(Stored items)
--- START ---
PR #335, opened 2020-01-12
feat: don't necessarily lock Corutines on WebRequests

eordano:
From the documentation in Unity,

> ### Do not block on WWW or WebRequest downloads
> Do not use code which blocks on a WWW or WebRequest download, like this:
> 
> ```
> while(!www.isDone) {}
> ```
> 
> Blocking on WWW or WebRequest downloads does not work on Unity WebGL. Because WebGL is single threaded, and because the XMLHttpRequest class in JavaScript is asynchronous, your download never finishes unless you return control to the browser; instead, your content deadlocks. Instead, use a Coroutine and a yield statement to wait for the download to finish.

It's not clear whether this improves or not, but it works at least as well as before

### DIFF
--- a/unity-client/Assets/Scripts/MainScripts/DCL/Components/LoadableShapes/NFTShape/NFTShapeLoaderController.cs
+++ b/unity-client/Assets/Scripts/MainScripts/DCL/Components/LoadableShapes/NFTShape/NFTShapeLoaderController.cs
@@ -134,7 +134,11 @@ public class NFTShapeLoaderController : MonoBehaviour
         string jsonURL = $"{NFTDataFetchingSettings.DAR_API_URL}/{darURLRegistry}/asset/{darURLAsset}";
 
         UnityWebRequest www = UnityWebRequest.Get(jsonURL);
-        yield return www.SendWebRequest();
+        www.SendWebRequest();
+        while (!www.isDone)
+        {
+            yield return null;
+        }
 
         if (!www.WebRequestSucceded())
         {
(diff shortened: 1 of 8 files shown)


unity-client/Assets/Scripts/MainScripts/DCL/Components/LoadableShapes/NFTShape/NFTShapeLoaderController.cs
```diff
@@ -134,7 +134,11 @@ IEnumerator FetchNFTImage()
         string jsonURL = $"{NFTDataFetchingSettings.DAR_API_URL}/{darURLRegistry}/asset/{darURLAsset}";
 
         UnityWebRequest www = UnityWebRequest.Get(jsonURL);
-        yield return www.SendWebRequest();
+        www.SendWebRequest();
```
BrianAmadori, line 137: Those changes aren't addressing the Unity documentation recommendations. 

Note that the doc prohibits you from doing:
```
while(!www.isDone) {}
```
That is effectively a blocking while, and not the same as doing:
```
while (!www.isDone) { yield return null; }
```
That while is yielded, and will not block anything by definition.

These changes can be merged, but imho they won't change anything of substance on the loading behaviour.

eordano: Cool! This is not for the loading, i was seeing busy loops blocking the renserer

BrianAmadori: Ok. This shouldn't fix those :P.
--- END ---
### PROBLEM TO WORK ON
Lines with "BrianAmadori" in them are what the answer must contain; copy each from the records above.

### ANSWER SPACE
BrianAmadori, line 137: Those changes aren't addressing the Unity documentation recommendations. 
BrianAmadori: Ok. This shouldn't fix those :P.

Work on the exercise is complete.